Wednesday, February 5, 2014

Are We Done Yet?

On purpose, I choose to live in an area where crystallized water droplets form in the lower atmosphere and decide they are going to have a party on the ground where I live.


For the most part, I enjoy winter. I like to be out in it, within reason. I like to walk in the December snows before Christmas. When Carole was younger, making snow forts was lots of fun and the occasional snowball fight as an adult is not to be missed.

But, I tell you what, when everyone on the block knows this guy by sight, because it so happens that he's assigned to our street, and he waves at us out there with our shovels, perhaps there has been too much frozen precipitation in the month of January.


The water content of January's snow has been very, very low so getting up to four inches off the front steps or the back deck does not need to involve the shovel.


Yet, as "easy" as this is, it's still rough on the body when you have to do it twice a week. As much as I tell myself that this is exercise, my body is screaming obscenities when I get done.

I had a rheumatologist appointment last Friday. Prior to seeing her, I have to fill out an assessment sheet. They use this to track how well a patient is doing. The ebb and flow of RA is reduced to a number. That number can then be used to decide if a stronger drug regimen is needed.

I hurt. I just do. I have kind of resigned myself to always having an ache or two. I will always, now and forever, be stiff getting out of bed. It will always, now and forever, take me 10 or more minutes to get going. But the achiness and pain of January seemed to be deeper than the usual achiness of RA. It was comforting to find out I was not alone.


My doctor said all but 2 of her patients had complained about joint stiffness and pain. The beauty of winter notwithstanding, the cold and all the shoveling has caused inflammation which makes us hurt. Although my assessment was a couple points higher than last visit, it doesn't mean I need to look at a stronger drug. It means that winter has been hard on people with joint problems. She said she can't prove it and there is no literature to document it, but she suspects the cold constricts blood flow to joints and that reduced blood flow causes joints to stiffen. She put me back on prednisone for the month of February, just to get through what looks to be another tough month of snow, followed by cold.

After leaving the office, I stopped by the grocery and then by CVS but the prescription hadn't been received. They would call Dr. Francis' office and have it ready on Saturday. But Friday into Saturday was to be a day of more snow, so I went nowhere on Saturday. Sunday dawned bright and clear. With a heavy sigh, I set about clearing the deck, front steps and up to and around the Jeep. The snow was light and fluffy so I decided I would simply clear the drive, all of it, including the driveway apron. When that, and the sidewalk and the deck and the front steps were all done, I hopped in the Jeep, drove to CVS and picked up the prednisone. 


The ache is now in my very lower back, down by my tailbone. The prednisone combined with an aspirin helps me sleep at night and part of the pain goes away. I'm still stiff in the morning, probably more than usual, but my legs don't hurt and they did when I went to see Dr. Francis. I was thinking it would be nice to have a week of no additional accumulations, to let my body heal, but that is not to be. This morning, in spite of the weather predictions that I would be on the 3 inch range, I trudged through this to get to the Jeep.


The knowledge that I need to shovel again to take the garbage and the recycling to the curb has me nearly in tears. I would happily send all of this to California. I know there is nothing I can do to change weather patterns, but that doesn't ease my sense of hopelessness and my body's almost instinctual reaction to start the aches now, before the shovel even touches the snow.

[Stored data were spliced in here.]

PR #3557, opened 2024-10-10
problem details in modules

kliushnichenko:
While was working on problem details support in validation modules the general concept a bit changed.  
Enabling the `ProblemDetailsHandler` moved to the `hocon` configuration.

1. It greatly simplifies the integration of problem details in modules. Modules can now detect if `ProblemDetailsHandler` is enabled at an early stage of the module initiation. With the previous approach, it would have been much harder and might have led to implementing awkward solutions.

2. An additional benefit of the new approach is that `ProblemDetailsHandler` will be automatically registered as the last handler in the error handlers chain, so dev no longer need to worry about that.

So, to enable `ProblemDetailsHandler` the next config now required:
```hocon
problem.details {
  enable: true
  muteCodes: [401, 106]
  muteTypes: ['com.example.MyException']
}
```

@jknack pls share your thoughts, if you are Ok with the new approach I'll continue with docs update and some minor improvements

### DIFF
--- a/docs/asciidoc/problem-details.adoc
+++ b/docs/asciidoc/problem-details.adoc
@@ -10,51 +10,43 @@ Thankfully, there’s a standard called https://www.rfc-editor.org/rfc/rfc7807[I
 By adopting `RFC 7807`, API designers don’t have to spend time creating a custom solution, and users benefit by recognizing a familiar format across different APIs.
 If it suits the API’s needs, using this standard benefits both designers and users alike.
 
-`Jooby` provides built-in support for `Problem Details`. There are two main entities to work with:
+`Jooby` provides built-in support for `Problem Details`.
 
-1. `HttpProblem` - representation of the `RFC 7807` model and the way to instantiate the problem.
+=== Set up ProblemDetails
 
-2. `ProblemDetailsHandler` - global error handler that catches all exceptions, transforms them into `Problem Details` compliant format and renders the response based on the `Accept` header value.
-It also sets the appropriate content-type in response (e.g. application/problem+json, application/problem+xml)
+To enable the `ProblemDetails`, simply add the following line to your configuration:
 
-=== Set up handler
-
-The bare minimal requirement is to set up an error handler:
-
-.Java
-[source,java,role="primary"]
+.application.conf
+[source, properties]
 ----
-import io.jooby.problem.ProblemDetailsHandler;
+problem.details.enabled = true
+----
 
-{
-  ...  
-  error(new ProblemDetailsHandler()          // <1>
-    .log4xxErrors()                          // <2>
-    .mute(StatusCode.UNAUTHORIZED)           // <3>
-  );
+This is the bare minimal configuration you need.
+It enables a global error handler that catches all exceptions, transforms them into Problem Details compliant format and renders the response based on the Accept header value. It also sets the appropriate content-type in response (e.g. application/problem+json, application/problem+xml)
+
+All supported settings include:
+
+.application.conf
+[source, properties]
+----
+problem.details {
+  enabled = true
+  log4xxErrors = true                                // <1>
+  muteCodes = [401, 403]                             // <2>
+  muteTypes = ["com.example.MyMutedException"]       // <3>
 }
 ----
 
-.Kotlin
-[source,kt,role="secondary"]
-----
-import io.jooby.problem.ProblemDetailsHandler
 
-{
-  ...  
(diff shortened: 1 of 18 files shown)


jknack:
I have fixed feelings. I like it but then is like we need to add the a new property in Jooby class isn't wrong but wonder if we could do it using an Extension + install call

```
install(new ProblemsDetailsModule());
```

Once installed take care of configure everything. The issue here is how to integrate with other error handler like validation

kliushnichenko:
Just for clarity, there is no new property in `Jooby` class, just a helper method that reads the config. We can move this helper to any other place, all it needs is access to the config.

Regarding module 
```java
install(new ProblemsDetailsModule());
```
If a new module only sets the same hocon config as it is now(just code-driven approach) it will work. But this module should always be registered before validation modules.

If the module should also register the handler `error(new ProblemDetailsHandler())`, that's the issue. 
Because the global handler should be the last in the chain. Even if we made this module `lateinit=true` it will fix one issue (global err handler now registered the last), but we introduce another issue - the config properties are set too late, and validation modules won't detect that ProblemDetails is enabled. 
So, the last option is to move the detection of ProblemDetails in validation modules to the stage when the first error is thrown - I believe this is the worst option. That's why I ended up with a hocon config.

kliushnichenko:
docs and some minor improvements added.  
The major change is the removal of a `type` property in custom problem errors. Since JSON Pointer spec clearly defines how to point to the whole document(a `""` pointer). Ready to merge

docs/asciidoc/problem-details.adoc
```diff
@@ -10,52 +10,44 @@ Thankfully, there’s a standard called https://www.rfc-editor.org/rfc/rfc7807[I
...
-{
-  ...  
-  error(new ProblemDetailsHandler()          // <1>
-    .log4xxErrors()                          // <2>
-    .mute(StatusCode.UNAUTHORIZED)           // <3>
-  )
-}
-----
+<1> By default, only server errors (5xx) will be logged. You can optionally enable the logging of client errors (4xx). If `DEBUG` logging level is enabled, the log will contain a stacktrace as well.
+<2> You can optionally mute some status codes completely.
```
jknack, line 43: Let's add a note about what `mute` means, like `debug` log statement.

jooby/src/main/java/io/jooby/problem/ProblemDetailsHandler.java
```diff
@@ -192,4 +201,25 @@ private void logProblem(Context ctx, HttpProblem problem, Throwable cause) {
   private String buildLogMsg(Context ctx, HttpProblem problem, StatusCode statusCode) {
     return "%s | %s".formatted(ErrorHandler.errorMessage(ctx, statusCode), problem.toString());
   }
+
+  public static ProblemDetailsHandler fromConfig(Config config) {
```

And it's only February 5th.

So, what to do? I get up at the office and walk around for 10 minutes. That helps. I have a couple days off upcoming. It's supposed to be partly cloudy and no snow. That will help, but before we get to that part, there is another major snowstorm coming which could dump 8+ inches on my location. We're approaching 60 inches, 5 feet, of snow this winter.

I tell myself that this is normal. We have become so used to dry, snowless winters, due to global warming, that we forget what it's like to have to move the frozen water from one section to another.


I'm more acutely aware of the effort to keep the walks and the drive clear. It's for me as much as it is for Tony, my Oberweis delivery guy, and the mailman. Yet, because I hurt, the addition of another foot of snow on top of what we have reduces me to tears. I had to start today with Dunkin because I couldn't think of another way to cheer myself up. This is one year I will be extremely happy to see spring arrive.